One problem is that in those countries where populists have ridden the wave of electoral angst to power, there has rarely been a credible, establishment alternative. If the crisis is contained, populists might brandish it as proof that when the crunch came, their style of leadership delivered. Protectionism would be in the ascendant, insularity seen as justifiable. Although it is too early to make any predictions about the US presidential elections in November, a re-elected — and thus emboldened — Trump would entrench in Washington an overtly protectionist administration with virtually no credible opposition or dissenting voices.

Clearly, if the crisis drags on, governments will have to do more to buttress the social safety net and rebuild fiscal credibility. This lends an opportunity for more centrist political leaders to reconfigure the nation state to meet this century’s new circumstances: the response to COVID-19 may help inspire more faith in the capacity of national governments to deliver basic needs.

Other challenges also await, however, namely how state intervention is wound back in the aftermath of the crisis. That proccess will bring another round of partisan, ideological fury. Governments must ensure that international coordination and cooperation triumph over the impulse to withdraw into a fortress mentality.

This is a tall order. Trump is not disposed to a constructive leadership role for the United States, while US–China friction and the United States’ troubled relations with Europe point to a rocky recovery path. The encumbrance of massive debt is also likely to limit the new US administration. The crisis has done little to alleviate the mutual suspicion between Washington and Beijing, layering it with childish barbs over the origins of the virus and its handling by the respective governments.

Trump’s top trade advisor and arch protectionist Peter Navarro bemoaned US reliance on overseas medical supplies, calling for the United States to ‘strengthen its public health industrial base, and defend [its] citizens, economy and national security’. Navarro’s message is clear: the virus presents another opportunity to ram home the dangers of foreign dependency.

Former Australian leaders have hastened to borrow Navarro’s scripture. Bill Shorten claimed that the virus ‘makes it painfully clear just how exposed [Australia is] when [it] acts as a colonial branch office of a global supply chain instead of an independent economic nation’. Former Australian prime minister Tony Abbott said that the ‘real “China Virus”’ was the ‘over-dependence on just one country’. This was Australia’s ‘deepest complacency, trading off long-term national security for short-term economic gain’. Those pushing the China ‘threat’ narrative are already conflating the coming of the virus with their narrative that Beijing poses an existential challenge to Australian security and prosperity.

Nevertheless the pandemic might stimulate new thinking about how the nation state charts a unifying roadmap for the future and rekindle faith in democratic government. Government decision making needs to better integrate spheres of economic prosperity, health, national security and social harmony. The risk is that the unprecedented, volatile and seismic dynamics of COVID-19 pulls these dimensions of national and international governance apart.

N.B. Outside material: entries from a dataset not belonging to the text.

PR #434, opened 2024-11-02
fix(ts): remove redundant @ts-expect-error directives in SSR route setup

datlechin:
The `@ts-expect-error` directives were unnecessary for the Ziggy props and location assignments within the global route function, as TypeScript can properly infer these types.

Screenshot 2024-11-02 at 12 38 36


reyberyturiaga:
To add a bit of context, this issue was introduced by https://github.com/laravel/breeze/pull/430. But that PR is failing the automated check for the thing it's trying to fix: https://github.com/laravel/breeze/actions/runs/11384357740/job/31671889124. And indeed, on a fresh install of Laravel Breeze with `--react` and `--typescript` flags, the build is failing. Removing `@ts-expect-error` directives make the build work again.

PR #446, opened 2025-01-17
[2.x] add types to `useForm` in `Login.tsx`

joelbutcher:
This PR adds type definitions to the `useForm` props in `Login.tsx` for the React Typescript stack, which fixes the problem with [these recent tests failing](https://github.com/laravel/breeze/actions/workflows/tests.yml?query=branch%3A2.x)


taylorotwell:
Hey there! We are rebuilding our starter kits now, so will address any needs there. We should have them out in ~4 weeks.

joelbutcher:
Hey @taylorotwell I appreciate that you and the team are shifting focus for starter kits, but in the meantime this is currently causing my test pipelines to fail for Socialstream as I try as best I can to follow the files that are published by Laravel (to avoid making too many changes if someone installs Breeze, commit it, then add Socialstream later in a different commit).

If this is a hard "no", I'll just override this in my packages stub files to get my tests passing 👍

PR #448, opened 2025-01-21
[2.x] Add pagination type definitions

chikondikamwendo:
This PR adds pagination type definitions to both React and Vue Typescript flavors for Inertia. It aims to simplify how pagination objects are imported into Inertia projects from the backend.

Example in React:
```ts
// imports...

export default function Todos({ pagination }: PageProps<{ pagination: Pagination<Todo> }>) {
    return (
        <>
            {/* ... */}
        </>
    );
}
```


taylorotwell:
We are rebuilding our starter kits now. More info soon.

PR #450, opened 2025-01-22
[2.x] Give users the option to keep js/css when installing the API stack

paulrose:
Give users the option to keep js/css when installing the API stack.

For example, it's often a case where I'll want to add Auth features, but I've already started working on my frontend, I just don't want to implement the full Breeze stack for whatever reason.


taylorotwell:

paulrose:
> Thanks for your pull request to Laravel!
> 
> Unfortunately, I'm going to delay merging this code for now. To preserve our ability to adequately maintain the framework, we need to be very careful regarding the amount of code we include.
> 
> If applicable, please consider releasing your code as a package so that the community can still take advantage of your contributions!

@taylorotwell, While I appreciate what you're saying, you need to be careful about the amount of code you introduce, I'd ask you to re-think the approach here. 

I'm unsure why adding authentication routes would indiscriminately delete a users project files without warning? That feels like bad design. File deletion is not mentioned in the docs at all.

PR #1791, opened 2024-02-28
ci: allow workflow call for other projects to use

Sanket322:
This helps in reusing workflows


.github/workflows/server-tests.yml
```diff
@@ -1,6 +1,13 @@
 name: Server Tests
 
 on:
+    workflow_call:
+      inputs:
+        base_ref:
+          type : string
+      secrets:
+        codecov_token:
+          required: true
```
vorasmit: Let's make codecov optional.
If this is available, only then we upload coverage data.

PR #1811, opened 2024-03-01
perf: optimise patch `update_gst_details_for_invoices_with_same_item_multiple_times`

sagarvora:
- get only GST accounts with values, i.e. not None

- attempted implementation of https://stackoverflow.com/questions/6135376/mysql-select-where-field-in-subquery-extremely-slow-why (but doesn't seem to improve anything on SMC test)

pypika doc: https://pypika.readthedocs.io/en/latest/2_tutorial.html#with-clause


vorasmit:
StackOverflow article is about MySQL.
Tried it myself again and could not identify any significant performance improvement.

This is used at times for readability, which is already available easily with pypika.

This could be useful if more operations were required on aliased queries, like grouping etc.

PR #1832, opened 2024-03-11
fix(minor): Show a message if removing invalid GSTIN

rmehta:
Was testing some thing with a sandbox GSTIN - got very annoyed that it kept deleting it without any message.
This will at least let the user know their GSTIN is invalid.


rmehta:
Thanks @vorasmit @sagarvora :-)

PR #1833, opened 2024-03-11
fix: ensure links exist before setting default values for GST fields in Address

Ninad1306:


india_compliance/gst_india/client_scripts/address.js
```diff
@@ -25,7 +25,7 @@ frappe.ui.form.on(DOCTYPE, {
         india_compliance.set_state_options(frm);
 
         // set default values for GST fields
-        if (!frm.is_new() || !frm.doc.links || frm.doc.gstin) return;
+        if (!frm.is_new() || !frm.doc.links.length || frm.doc.gstin) return;
```
sagarvora:
```suggestion
        if (!frm.is_new() || !frm.doc.links || !frm.doc.links.length || frm.doc.gstin) return;
```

Stitching them firmly together anew requires an intellectual and administrative leap. If ever there was a moment for governments to seize the initiative, to craft a new narrative for national progress and establish a revitalised platform that will help drive the country to future success — it is now.

Time will tell whether this pandemic provides a historic moment of reset in both domestic and international institutions. This crisis highlights that the nation state has been struggling to adapt to the challenges emerging from globalisation. Still it remains the key organising framework for the practice of government in an interconnected world. Any progress towards a new narrative coming out of this crisis must take account of that reality, at the same time prioritising the preservation of Australia’s openness to its region and the world.

James Curran is Professor of History and non-resident senior fellow at the United States Studies Centre, The University of Sydney.

This article is part of an EAF special feature series on the novel coronavirus crisis and its impact.